JAKARTA, KOMPAS.com - Direktur Imparsial Al Araf menilai jika pemerintah tetap melakukan eksekusi mati akan menaikkan tensi kemarahan dunia internasional.
Hak itu diantaranya terkait terpidana mati asal Pakistan, Zulfiqar Ali. Zulfiqar divonis hukuman mati oleh Pengadilan Negeri Tangerang pada tahun 2005 atas kasus kepemilikan 300 gram heroin.

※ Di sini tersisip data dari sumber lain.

PR #581, opened 2022-03-04
MM Ported Over Derived Table Instance editions for Metadb

jenmawe:
New derived tabled ported over for instance editions


amzoss (approved):
Looks good, thanks!

- [x] Query runs
- [x] Data output makes sense
- [x] Data types look correct

For derived tables:

lib-eric (approved):
Neat and simple :)

- [x] Query runs
- [x] Data output makes sense
- [x] Data types look correct

For derived tables:

PR #582, opened 2022-03-04
MM Port Over LDP Instance languages to Metadb

jenmawe:
New derived table for instances languages


amzoss (approved):
Looks good (again)! Thanks!

- [x] Query runs
- [x] Data output makes sense
- [x] Data types look correct

For derived tables:

lib-eric (approved):
Only thought is maybe changing `instance_language` to `instance_lang_code`. It is the 3 character for language not spelled out but I think it is still understood either way.

Also looked up in FOLIO instances of the language being "|||" since that looks weird. That is how "Undetermined" are defined -- odd but okay.

- [x] Query runs
- [x] Data output makes sense
- [x] Data types look correct

For derived tables:

PR #583, opened 2022-03-04
MM Ported Over Instance Nature of content

jenmawe:
New derived table for metadb


amzoss (approved):
Looks good! 

- [x] Query runs
- [x] Data output makes sense
- [x] Data types look correct

For derived tables:

lib-eric (approved):
Good example of the importance of the type casting. Good job!

- [x] Query runs
- [x] Data output makes sense
- [x] Data types look correct

For derived tables:

PR #586, opened 2022-03-07
RM - porting over derived table po_lines_tags for Metadb

sbeltaine:


amzoss:
Hi @sbeltaine! It looks like you had trouble getting the changes to runlist.txt (#587) included in this pull request. I think you might be able to fix this by merging your [patch-11](https://github.com/sbeltaine/folio-analytics/tree/patch-11) branch into your [patch-10](https://github.com/sbeltaine/folio-analytics/tree/patch-10) branch, which is the one driving this pull request. You could try the merge using this link:

https://github.com/sbeltaine/folio-analytics/compare/sbeltaine:patch-10...sbeltaine:patch-11?expand=1

If you submit and approve that pull request on your account, I think this open pull request on the folio-org account will update with the runlist.txt changes. When that's done, you could close the other pull request (#587).

If that works for this query, you might try it for your other query as well:

https://github.com/sbeltaine/folio-analytics/compare/sbeltaine:patch-12...sbeltaine:patch-13?expand=1

In the future, I wonder if there is a way to edit multiple files on Github without creating two separate branches. I'd be happy to try it out with you sometime, since I'm also curious how it would work.

lib-eric (approved):
runlist.txt in:
#587 
- [x] Query runs
- [x] Data output makes sense
- [x] Data types look correct

adoerrer (approved):
Looks and works great, thanks!

- [x] Query runs
- [x] Data output makes sense
- [x] Data types look correct
For derived tables:
- [x] table appears in runlist.txt at an appropriate point and with correct file name --> in #587

sbeltaine:
Thanks Axel, Angela, and Eric for reviewing this! I completed the patch merges you recommended, Angela. Yes - I would like to step through this process to see if there is a way to edit multiple files on Github without creating two separate branches.

nassibnassar:
@sbeltaine @amzoss To make multiple commits on the same branch, just select the branch from the dropdown list before you edit.

sql_metadb/derived_tables/po_lines_tags.sql
```diff
@@ -0,0 +1,19 @@
+--po_lines_tags
```
nassibnassar, line 1: Missing description: https://github.com/folio-org/folio-analytics/issues/596

PR #588, opened 2022-03-07
RM - port derived table invoice_lines_fund_distributions for metadb

sbeltaine:


jenmawe (changes requested):
- [x] Query runs
- [x] Data output makes sense
- [x] Data types look correct

For derived tables:
- [] table appears in runlist.txt at an appropriate point

lib-eric (approved):
@sbeltaine No change since I last approved.

Did you mean to re-request review from @jenmawe ?

I'm guessing just need to double check the other PR for the runlist update. Little confusing since two different requests.

sql_metadb/derived_tables/invoice_lines_fund_distributions.sql
```diff
@@ -0,0 +1,49 @@
+--invoice_lines_fund_distributions
```
nassibnassar, line 1: Missing description: https://github.com/folio-org/folio-analytics/issues/596

sql_metadb/derived_tables/invoice_lines_fund_distributions.sql
```diff
@@ -0,0 +1,49 @@
...
+CREATE TABLE invoice_lines_fund_distributions AS
+WITH funds_distr AS (
+    SELECT
+        id AS invoice_line_id,
+        jsonb_extract_path_text(dist.data, 'code') AS fund_distribution_code,
+        jsonb_extract_path_text(dist.data, 'fundId')::uuid AS fund_distribution_id,
+        jsonb_extract_path_text(dist.data, 'distributionType') AS fund_distribution_type,
+        jsonb_extract_path_text(dist.data, 'value')::numeric AS fund_distribution_value,
+        jsonb_extract_path_text(lines.jsonb, 'subTotal')::numeric(12,2) AS invoice_line_sub_total,
+        jsonb_extract_path_text(lines.jsonb, 'total')::numeric(12,2) AS invoice_line_total
```
nassibnassar, line 14: Please note that monetary values for derived tables in Metadb should be `numeric(19,4)`.  I will make the change here.

sql_metadb/derived_tables/invoice_lines_fund_distributions.sql
```diff
@@ -0,0 +1,49 @@
...
+DROP TABLE IF EXISTS invoice_lines_fund_distributions;
+
+CREATE TABLE invoice_lines_fund_distributions AS
+WITH funds_distr AS (
+    SELECT
+        id AS invoice_line_id,
+        jsonb_extract_path_text(dist.data, 'code') AS fund_distribution_code,
+        jsonb_extract_path_text(dist.data, 'fundId')::uuid AS fund_distribution_id,
+        jsonb_extract_path_text(dist.data, 'distributionType') AS fund_distribution_type,
+        jsonb_extract_path_text(dist.data, 'value')::numeric AS fund_distribution_value,
```
nassibnassar, line 12: Please note that monetary values for derived tables in Metadb should be `numeric(19,4)`.  I will make the change here.

sql_metadb/derived_tables/invoice_lines_fund_distributions.sql
```diff
@@ -0,0 +1,49 @@
...
+        jsonb_extract_path_text(lines.jsonb, 'subTotal')::numeric(12,2) AS invoice_line_sub_total,
+        jsonb_extract_path_text(lines.jsonb, 'total')::numeric(12,2) AS invoice_line_total
+    FROM
+        folio_invoice.invoice_lines AS lines
+        CROSS JOIN jsonb_array_elements(jsonb_extract_path(lines.jsonb, 'fundDistributions')) AS dist(data)
```
nassibnassar, line 17: I'm not sure this is correct.  I will try to fix it.

sql_metadb/derived_tables/invoice_lines_fund_distributions.sql
```diff
@@ -0,0 +1,49 @@
...
+    fund_distribution_id AS fund_distribution_id,
+    ff.fund_status,
+    ff.code AS fund_code,
+    ff.name AS fund_name,
+    ft.id AS fund_type_id,
+    ft.name AS fund_type_name,
+    fund_distribution_value,
+    fund_distribution_type,
+    invoice_line_sub_total,
+    invoice_line_total
```
nassibnassar, line 30: It is probably a good idea to qualify column names with the table name or alias when multiple tables are involved.

Also I wonder about the order of these columns.  For clarity we usually place non-array columns from the base tables before array columns, followed by ordinality, though these are not requirements.

nassibnassar:
I think it might be a good idea to spend some more time with this query before merging.

sql_metadb/derived_tables/invoice_lines_fund_distributions.sql
nassibnassar: Correction, this may be OK.

nassibnassar:
@sbeltaine This PR may need more work.

nassibnassar (changes requested):
At least one change is requested in comments

PR #590, opened 2022-03-08
Simplify instance_ext derived table

nassibnassar:
This change removes a CTE that appears to be unnecessary in the instance_ext derived table.


lib-eric (approved):
- [x] Query runs
- [x] Data output makes sense
- [x] Data types look correct

- [x] table appears in runlist.txt at an appropriate point  (already done)

PR #593, opened 2022-03-08
Performance improvements in holdings_ext

nassibnassar:
This change removes a redundant CTE and prefers columns to JSON fields (using ldp_add_column.conf to avoid missing column errors), which in some cases can improve performance.  In this case the running time was reduced by 65%.


jenmawe (approved):

sql/derived_tables/holdings_ext.sql
```diff
@@ -52,11 +27,11 @@ SELECT
     holdings.retention_policy,
     holdings.shelving_title,
     holdings.discovery_suppress,
-    holdings.created_date,
-    holdings.updated_by_user_id,
-    holdings.updated_date
+    json_extract_path_text(holdings.data, 'metadata', 'createdDate') AS created_date,
```
lib-eric, line 30: Cast to date?
```suggestion
    json_extract_path_text(holdings.data, 'metadata', 'createdDate')::date AS created_date,
```

sql/derived_tables/holdings_ext.sql
```diff
@@ -52,11 +27,11 @@ SELECT
...
+    json_extract_path_text(holdings.data, 'metadata', 'updatedByUserId') AS updated_by_user_id,
+    json_extract_path_text(holdings.data, 'metadata', 'updatedDate') AS updated_date
```
lib-eric, line 32: Cast to date?
```suggestion
    json_extract_path_text(holdings.data, 'metadata', 'updatedDate')::date AS updated_date
```

nassibnassar: Oddly enough it looks like created_date is a timestamp updated_date is a timestamptz.

In any case, this appears to affect lots of derived tables; so I have made an issue for it:  https://github.com/folio-org/folio-analytics/issues/594

Thanks for catching this.

PR #595, opened 2022-03-09
MM, Metadb derived table Instance_ext changed Date to timestamptz

jenmawe:
For system created FOLIO fields of cataloged and updated date change casting to timestamptz.

### DIFF
--- a/sql_metadb/derived_tables/instance_ext.sql
+++ b/sql_metadb/derived_tables/instance_ext.sql
@@ -22,8 +22,8 @@ SELECT
     jsonb_extract_path_text(i.jsonb, 'modeOfIssuanceId')::uuid AS mode_of_issuance_id,
     moit.name AS mode_of_issuance_name,
     jsonb_extract_path_text(i.jsonb, 'catalogedDate')::date AS cataloged_date,
-    jsonb_extract_path_text(i.jsonb, 'metadata', 'createdDate')::date AS created_date,
-    jsonb_extract_path_text(i.jsonb, 'metadata', 'updatedDate')::date AS updated_date
+    jsonb_extract_path_text(i.jsonb, 'metadata', 'createdDate')::timestamptz AS created_date,
+    jsonb_extract_path_text(i.jsonb, 'metadata', 'updatedDate')::timestamptz AS updated_date
 FROM
     folio_inventory.instance AS i
     LEFT JOIN folio_inventory.mode_of_issuance__t AS moit ON jsonb_extract_path_text(i.jsonb, 'modeOfIssuanceId')::uuid = moit.id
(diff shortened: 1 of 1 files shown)


lib-eric (approved):
Small change -- thanks!

adoerrer (changes requested):
Thanks you for changing the date type to the more accurate timestampz. The query runs and looks goods, but I'd suggest to create indexes for `title` and `index_title` as well.

- [x] Query runs
- [x] Data output makes sense
- [x] Data types look correct

For derived tables:
- [] query has indexes on columns

nassibnassar:
@adoerrer @jenmawe I think `title` and `index_title` may tend to be large varchars and unsuitable for the default index type.  They should probably be left without an index for now.

jenmawe:
> @adoerrer @jenmawe I think `title` and `index_title` may tend to be large varchars and unsuitable for the default index type. They should probably be left without an index for now.

Both can get really long. Let me remove these from the index.

adoerrer (approved):
Oh, I didn't know  `title` and `index_title` can get that big. Since they are not created atm @jenmawe you don't have to do anything. 
Thanks, for this work!

sql_metadb/derived_tables/instance_ext.sql
```diff
@@ -22,8 +22,8 @@ SELECT
     jsonb_extract_path_text(i.jsonb, 'modeOfIssuanceId')::uuid AS mode_of_issuance_id,
     moit.name AS mode_of_issuance_name,
     jsonb_extract_path_text(i.jsonb, 'catalogedDate')::date AS cataloged_date,
-    jsonb_extract_path_text(i.jsonb, 'metadata', 'createdDate')::date AS created_date,
-    jsonb_extract_path_text(i.jsonb, 'metadata', 'updatedDate')::date AS updated_date
+    jsonb_extract_path_text(i.jsonb, 'metadata', 'createdDate')::timestamptz AS created_date,
```
nassibnassar, line 25: The `createdDate` data do not appear to have a timezone.  It should probably have the `timestamp` data type.

nassibnassar (changes requested):

nassibnassar:
It looks like you changed `updatedDate` instead of `createdDate`.

jenmawe:
> It looks like you changed `updatedDate` instead of `createdDate`.

Sorry about that. I just updated the createdDate. This should be good to go.

nassibnassar:
Almost!  The `updatedDate` field should be changed back to `timestamptz`.

jenmawe:
> Almost! The `updatedDate` field should be changed back to `timestamptz`.

Changed it back.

"Presiden harus hati-hati. Kalau sampai pemeritah memaksakan eksekusi Zulfiqar Ali, maka saya pastikan tensi internasional naik, pemerintah dan akan tercoreng, khususnya kredibilitas Presiden di mata internasional. Mengapa orang yang tidak bersalah dihukum mati," kata Al Araf dalam diskusi di Jakarta, Kamis (28/7/2016).
Selain itu, Al Araf menilai hubungan diplomasi antara Indonesia dan Pakistan akan mengalami ketegangan yang serius.
Menurut Al Araf, Zulfiqar mengalami proses hukum yang cacat dalam penetapan vonis hukuman mati. Proses hukum Zulfiqar dinilai Al Araf penuh dengan rekayasa dan penyiksaan.
Al Araf mengatakan, Kepala Balitbang HAM Kementerian Hukum dan HAM pada masa pemerintahan Susilo Bambang Yudhoyono, Hafid Abbas, pernah melakukan investigasi dan menyatakan Zulfiqar tidak bersalah dan tidak layak dihukum mati.
"Pengakuan tersangka utama Gurdip Singh di depan pengadilan bahwa Zulfiqar tidak bersalah dalam peredaran narkoba yang dia lakukan," ucap Al Araf.
Sebelum diisolasi di Nusakambangan, Zulfiqar menjalani perawatan di RSUD Cilacap karena komplikasi jantung dan ginjal.
(Baca: Terpidana Mati Zulfiqar Ali Dipindahkan dari RSUD Cilacap ke Nusakambangan)
Selain Zulfiqar, Al Araf mengatakan Merry Utami tidak layak dijatuhi hukuman mati. Berdasarkan lembar fakta Komnas Perempuan, Merry terindikasi korban perdagangan orang.
Merry ditangkap di Bandara Soekarno-Hatta karena membawa 1,1 kilogram heroin. Pengadilan Negeri Tangerang menjatuhkan hukuman mati kepadanya tahun 2003.